In internal memoranda, there was open talk in 1937 of a “threat to German sport.” The transformation of the German Reich Association for Physical Exercise into the National Socialist Reich Association for Physical Exercise, which was achieved by the Reich Sports Leader with great effort, should therefore also and above all be seen as an attempt to be able to keep up politically in the competition of the Nazi formations.

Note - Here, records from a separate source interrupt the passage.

PR #656, opened 2017-07-30
 Fix bug 1386193: Use six library for python 3 conflicting methods 	

mastizada:


mastizada:
@mathjazz @jotes Should I rebase all commits to 1?

jotes:
@mastizada During the review process it's better to keep commits separated because it's easier to follow what changed between comments. However, that's required to squash all commits into 1 before PR is merged.

Pike:
FWIW, in this particular case, I'd possibly keep the commits unsquashed.

That said, there are a few minor details where things are in the wrong commit, I think.

mastizada:
@jotes @Pike 1 unicode reference was replaced in urllib commit and urlparse was replaced in last commit as Pike mentioned. Also pylama gave error due to conflicting urlencode functions in helper.py, replaced it with `urllib_urlencode` and squashed commits.

mathjazz:
@adngdb Could you review this one please?

adngdb:
A few things before I start the actual review: 

* is there a bug associated with this? If yes, please add a reference to that bug in your commit (see the [contributing guide](https://mozilla-pontoon.readthedocs.io/en/latest/dev/contributing.html)), otherwise, please file a bug (and add a reference to it).
* there is a conflict on ``pontoon/base/models.py``
* is the goal here to make the entire Pontoon app work with python 3? Or is it a step towards that goal?

pontoon/base/models.py
```diff
@@ -1,11 +1,15 @@
+from __future__ import unicode_literals
 from __future__ import division
+from django.utils.encoding import python_2_unicode_compatible
```
adngdb: This should go with the other ``django`` related imports. Note that this is how we usually sort imports: 

0. ``__future__``
1. standard library
2. dependencies
3. framework
4. local code

And then we sort them by alphabetical order inside each section.

pontoon/base/models.py
```diff
@@ -1,11 +1,15 @@
...
 
 import hashlib
 import logging
 import math
 import os.path
 import re
-import urllib
+from six.moves.urllib.parse import urlencode
+from six.moves import reduce
+from six.moves.urllib.parse import urlparse
```
adngdb: Please rewrite this to:

```python
from six.moves import reduce
from six.moves.urllib.parse import (urlencode, urlparse)
```

and move it to after ``from dirtyfields import DirtyFieldsMixin`` (as ``six`` is a dependency and not from the standard library).

pontoon/base/templatetags/helpers.py
```diff
@@ -1,8 +1,10 @@
 import cgi
 import datetime
 import json
-import urllib
-import urlparse
```
adngdb: Please add a new line here to separate standard and dependency imports.

pontoon/base/templatetags/helpers.py
```diff
@@ -1,8 +1,10 @@
...
+from six.moves.urllib.parse import urlparse, parse_qsl
+from six.moves.urllib.parse import quote_plus, ParseResult
+from six.moves.urllib.parse import urlencode as urllib_urlencode
+from six import text_type
```
adngdb: Please rewrite to: 

```python
from six import text_type
from six.moves.urllib import parse
```

And then use ``parse.xxx`` to replace the various ``urlparse.xxx`` and ``urllib.xxx``. It is generally a better practice to know what package a method comes from, and numerous imports like this should be avoided. The cost of importing the entire module instead is very low.

Note: you can rename ``parse`` to something better if you want. I admit that it is not a very good name and it makes readability harder. Maybe ``from six.moves.urllib import parse as six_parse`` is better?

pontoon/contributors/tests.py
```diff
@@ -1,4 +1,5 @@
 from collections import OrderedDict
+from six.moves import range
```
adngdb: This should be after ``datetime`` in the alphabetical order of imports. :)

pontoon/sync/formats/xliff.py
```diff
@@ -2,6 +2,7 @@
 Parser for the xliff translation format.
 """
 from translate.storage import xliff
+from six import text_type
```
adngdb: This should be before ``translate``.

pontoon/sync/vcs/repositories.py
```diff
@@ -4,6 +4,7 @@
 import os
 import scandir
 import subprocess
+from six import text_type
```
adngdb: Please add a new line before this.

mastizada:
@adngdb thanks again. I had no idea for import sort in pontoon, that will help in future.

pontoon/base/models.py
mathjazz: @adngdb Should be put this into the [CONTRIBUTING](https://github.com/mozilla/pontoon/blob/master/CONTRIBUTING.rst) file?

pontoon/base/templatetags/helpers.py
```diff
@@ -1,8 +1,9 @@
 import cgi
 import datetime
 import json
-import urllib
-import urlparse
+
+from six import text_type
+from six.moves.urllib import parse as urlparse
```
adngdb: I find this a bit worrying, because there is a package that is called ``urlparse``. We might end up with people thinking it's the actual library and try to do things with it that are not supported by ``six.moves.urllib.parse``. Can you name it something different that conveys the fact that it's from the ``six`` library?

mastizada: urlparse module is removed in python3 but yes, it can mislead contributors. Used six_parse as you suggested before.

mathjazz: @adngdb Are there really such things in `urlparse` that are not supported by [`six.moves.urllib.parse`](https://pythonhosted.org/six/#module-six.moves.urllib.parse)? Wouldn't people notice they break if they use them anyways?

Anyhow, if you decide to use `six_parse`, then we should do this across the entire project, not just in this file.

mastizada: Six's documentation shows that all methods that were in python 2 `urlparse` are supported in `six.moves.urllib.parse` and also there is no such library as urlparse in python 3 (became `urllib.parse`). I think it will be fine to use urlparse name.

adngdb: Fair enough, I didn't know everything was supported in ``six``.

3. The International Olympic Balance Sheet of the 1936 Games
From the perspective of the IOC (and parts of today’s NOC of Germany), the Berlin Games were impeccable Games in which sport triumphed over politics. This official IOC view of sports history is primarily due to Avery Brundage, who in 1936 succeeded the only IOC dissident Ernest Lee Jahncke—the German-born US politician had surprisingly profiled himself as an advocate of the protest movement against the Games under the swastika—into the IOC and determined the fate of the IOC in a decisive position until 1972. His maxim—“The Games must go on”—applied in 1936 as in 1972. For Avery Brundage, whose Chicago club did not accept Jews and people of color as members, the protest movement in the USA was only a clever propaganda maneuver by Jews and trade unionists who used the publicity value of the Games for their purposes.

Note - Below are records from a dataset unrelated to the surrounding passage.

PR #659, opened 2017-08-02
Fix bug 1386632 - Update python packages rsa and oauthlib.

adngdb:
@mathjazz I'm not too sure how to test this. Unit tests pass, but I'm afraid the ``oauthlib`` update might break stuff.


mathjazz:
I'm not exactly sure if we still need the two requirements.

Seems like they were [added](https://github.com/mozilla/pontoon/commit/ae7b918f8d026d74640583fa0e51613484da36e3) as `peep` dependencies, which we no longer use.

I'll test a little further.

adngdb:
So ``oauthlib`` is required by ``django-oauth`` which is required by ``django-allauth``, which we notably use for the Firefox Account login. ``rsa``, however, seems to be unused, so I'm going to remove it.

PR #660, opened 2017-08-03
Fix team edit

mathjazz:
Addressing issues reported by @MikkCZ.

* Moving all buttons to the top to avoid overflowing text. It should also be handier than catching buttons on unexpected places.
* Also enabling team info editing on the localization pages (/cs/pontoon-intro/)


pontoon/teams/static/css/team.css
```diff
@@ -123,45 +123,6 @@
...
-  margin: 0;
-  text-align: right;
-}
-
-#info-wrapper .controls .cancel {
-  color: #7BC876;
-  margin: 9px;
-  text-transform: uppercase;
-}
-
```
adngdb: Yay to splitting up files! :)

The fact that the Berlin Games were the first to make the close connection between sport and politics obvious is not accepted by the IOC to this day. It adheres to the fiction of apolitical sport, which was clearly shown in the IOC executive’s favoring of Beijing in the application process of 1993, and refuses to acknowledge to this day how politically it acted in the 1930s: for example, when it once again and unanimously awarded the 1940 Winter Games to Garmisch-Partenkirchen in June 1939—after the synagogue fires of November 1938, after the occupation of Prague by German troops, and the breach of the Munich Agreement. The IOC awarded the National Socialist community “Strength through Joy” the Olympic Cup in 1938 and in 1939 denied the Czech gymnastics association “Sokol,” suppressed in the Protectorate of Bohemia and Moravia, the same distinction, which would have set a political sign. As early as 1935, the IOC had taken a political stance when it supported Coubertin as a counter-candidate to Ossietzky in the Nobel Peace Prize campaign. This pro-fascist tendency continued in 1938 when the IOC tolerated and recognized Diem’s International Olympic Institute, which from 1938 published the “Olympic Review,” the official gazette of the IOC. It unabashedly made use of the financial support of the Third Reich and showed its gratitude in return with the awarding of diplomas and honors: after the already mentioned award of the Olympic Cup in 1938 to the German Labor Front (for the work of the NSG “Strength through Joy”), Leni Riefenstahl also received an IOC award in 1939 for her Olympic film. If today one must speak of a long-term success of Nazi propaganda in connection with the 1936 Olympic Games, it is primarily related to this film, which is now also being marketed as a video offer just in time for the 60th anniversary of the Games. Anyone who deals with the 1936 Games today must deal with this film, which was produced with funds from the Reich Ministry of Propaganda and premiered in 1938 on Hitler’s birthday.